Other Recent Developments
- Capacity Contract Sales – Total capacity sales through bilateral wholesale and retail channels are nearly 7,500 MW through planning year 2019/2020 at a weighted average price of over $3.00/kW-month. This represents sales of over 20% of the available capacity. The company sold 1,400 MW of bilateral capacity in MISO during 2014.
- New England Capacity Auction – The 2018/2019 ISO New England (ISO-NE) capacity auction cleared at $9.55 per kW-month for most resources, a $2.52 per kW-month increase from the prior year’s capacity auction clearing price – a $70 million increase in gross margin for the consolidated company post acquisition closing. The New England capacity price for 2018/2019 is significantly higher than the estimated capacity price used in Dynegy’s acquisition analysis. The company said the ISO-NE supply situation is changing, with the 1,500-MW Brayton Point coal plant due to retire in mid 2017, the 140-MW Mount Tom coal plant retired in 2014 and the 600-MW Vermont Yankee nuclear plant retired at the end of 2014.
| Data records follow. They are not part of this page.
PR #1239, opened 2021-03-17
DPC-1198 Fixed job status percentage bug

SalGutierrez:
### Fixes [DPC-1198](https://jira.cms.gov/browse/DPC-1198)

During onboarding it was mentioned that the job status percentage would bounce around when checking the status. (Example 50% -> 30% -> 70%).

Possible cause:
In the Job Resource (API) we: * Add up all of the patient indexes (number of patients processed) for all batches.

Divide the previous result by the total number of patients.
Pretty straight forward and should work just fine assuming that the current patient index will never decrease for any job batch.But it looks like the assumption is incorrect and the patient index for a batch is set to NULL (treated as 0) once that batch is marked as completed.Example:
Current state of batches | Job Status request #1 # B1: (Patient Index = 9, Total = 10)

B2: (Patient Index = 3, Total = 10)
B3: (Patient Index = 2, Total = 5)
Status: 9+3+2 / 25 = 56% <-Correct statusCurrent state of batches | Job Status request #2 # B1: (Patient Index = NULL, Total = 10) COMPLETED

B2: (Patient Index = 5, Total = 10)
B3: (Patient Index = 3, Total = 5)
Status: 0+5+3 / 25 = 32% <-Incorrect, should be 10 + 5 + 3 / 25 -> 72%

### Proposed Changes

When computing the job status percentage use the batch size instead of the patient index for batches that are COMPLETE.

During implementation I also noticed that if there are no RUNNING batches in a job the job status will output "QUEUED: 0.00%" else it will compute the percentage and output "RUNNING X.XX%".

This means that if there is ever a job with batches that have been COMPLETED, batches that are QUEUED, but no RUNNING batches the output will be "QUEUED: 0.00%", Ideally it should say "RUNNING X.XX%" or at least "QUEUED X.XX%"

### Change Details

- Updated logic to compute percentage
- Returned "RUNNING: X.XX%" for jobs that are not complete, have no running batches, and have at least 1 complete batch.

### Security Implications

### Acceptance Validation

Unit tests.

### Feedback Requested
Thoughts on the logic and the response message for the special case mentioned.


dpc-queue/src/main/java/gov/cms/dpc/queue/models/JobQueueBatch.java
```diff
@@ -447,6 +447,16 @@ public void setUpdateTime() {
...
     }
 
+    /**
+     * Retrieve the number of patients that have been processed.
+     */
+    public int getPatientsProcessed() {
+        if(JobStatus.COMPLETED.equals(status)){
+            return getPatients() == null ? 0 : getPatients().size();
+        }
+        return getPatientIndex().orElse(-1)+1;
```
whuang85, line 457: doesn't this make it so it will never return 0 which seems valid since you can have zero patients processed?

SalGutierrez: if you have 0 patients processed then the patient_index will be null or -1, then this will return 0

whuang85 (approved):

- Baldwin Transmission Projects – In the fourth quarter of 2014 Dynegy signed a construction agreement with Ameren Transmission to implement several transmission projects designed to alleviate network congestion around the Baldwin facility. The first project will be completed in June 2015 with the upgrade of the Baldwin facility’s transformer. Additional transmission line work will be performed through 2017.
- California Strategic Review – The sales process for the California portfolio has been terminated as the bids received were below Dynegy’s view of the portfolio’s value. The company noted that a once-through cooling settlement at the California Water Resources Board is out for comment until March 24.
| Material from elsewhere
PR #1251, opened 2021-03-30
DPC-1225 remove unchecked exception for bfd time regression

whuang85:
### Fixes [DPC-1225](https://jira.cms.gov/browse/DPC-1225)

- Newton Scrubber Project – Dynegy has converted the engineering, procurement, and construction contract for the 1,230-MW (net) Newton coal plant scrubber project from a target price agreement to a fixed-price contract. As a result, the forecasted cost to complete has been lowered by $30 million to $224 million. The majority of the capital outlay will occur in 2018-2019.
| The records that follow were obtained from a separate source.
PR #1264, opened 2021-04-14
DRAFT: DPC-1233 use npis

jonfulk:
### Security Implications


dhgreene (commented):
LGTM!  How careful do we need to be in our production environments to not deploy this change while jobs are running?

dpc-aggregation/src/main/java/gov/cms/dpc/aggregation/AggregationAppModule.java
```diff
@@ -101,14 +99,14 @@ public int provideJobTimeoutInSeconds() {
     }
 
     @Provides
-    LookBackService provideLookBackService(DPCManagedSessionFactory sessionFactory, ProviderDAO providerDAO, RosterDAO rosterDAO, OrganizationDAO organizationDAO, OperationsConfig operationsConfig) {
+    LookBackService provideLookBackService(DPCManagedSessionFactory sessionFactory, OrganizationDAO organizationDAO, OperationsConfig operationsConfig) {
         //Configuring to skip look back when look back months is less than 0
         if (operationsConfig.getLookBackMonths() < 0) {
             return new EveryoneGetsDataLookBackServiceImpl();
         }
         return new UnitOfWorkAwareProxyFactory("roster", sessionFactory.getSessionFactory()).create(LookBackServiceImpl.class,
```
whuang85, line 107: since we don't need the DAOs anymore, we can also delete this UnitOfWorkAwareProxyFactory and just return a new LookBackServiceImpl and passing in the OperationsConfig

dpc-aggregation/src/main/java/gov/cms/dpc/aggregation/dao/RosterDAO.java
```diff
@@ -22,6 +22,7 @@ public RosterDAO(DPCManagedSessionFactory factory) {
 
     /**
```
whuang85, line 23: I don't think any of the DAOs in the aggregation is being used anymore so it should be safe to delete them all  under aggregation and their associated tests

jonfulk:
> LGTM! How careful do we need to be in our production environments to not deploy this change while jobs are running?

That's a good question... I'm pretty sure this would interrupt jobs in progress.

dhgreene:
> I'm pretty sure this would interrupt jobs in progress.

And cause the remaining batches to fail, right?

jonfulk:
> > I'm pretty sure this would interrupt jobs in progress.
> 
> 
>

Dynegy had said on Jan. 19 that the Federal Energy Regulatory Commission had requested additional information to process the applications filed with FERC in September 2014 for approval of Dynegy’s acquisition of the Duke Energy Midwest Generation assets and retail business, and also the EquiPower Resources and Brayton Point Holdings assets. Duke Energy Midwest is a subsidiary of Duke Energy (NYSE: DUK).
The addition of the Duke Energy Midwest, EquiPower and Brayton Point generation assets will bring Dynegy’s existing portfolio to nearly 26,000 MW. Dynegy and Duke Energy had announced in August 2014 that Dynegy will acquire Duke’s non-regulated Midwest Commercial Generation Business for $2.8bn in cash, which includes ownership interests in 11 power plants, many of them coal-fired, and Duke Energy Retail Sales, the company’s competitive retail business in Ohio.
Dynegy in August 2014 also announced that it would buy various assets of Equipower and Brayton Point in a separate transaction from Energy Capital Partners, including these facilities: Milford, Lake Road, Dighton, Masspower, Liberty, Elwood, Richland, Stryker, Kincaid and Brayton Point.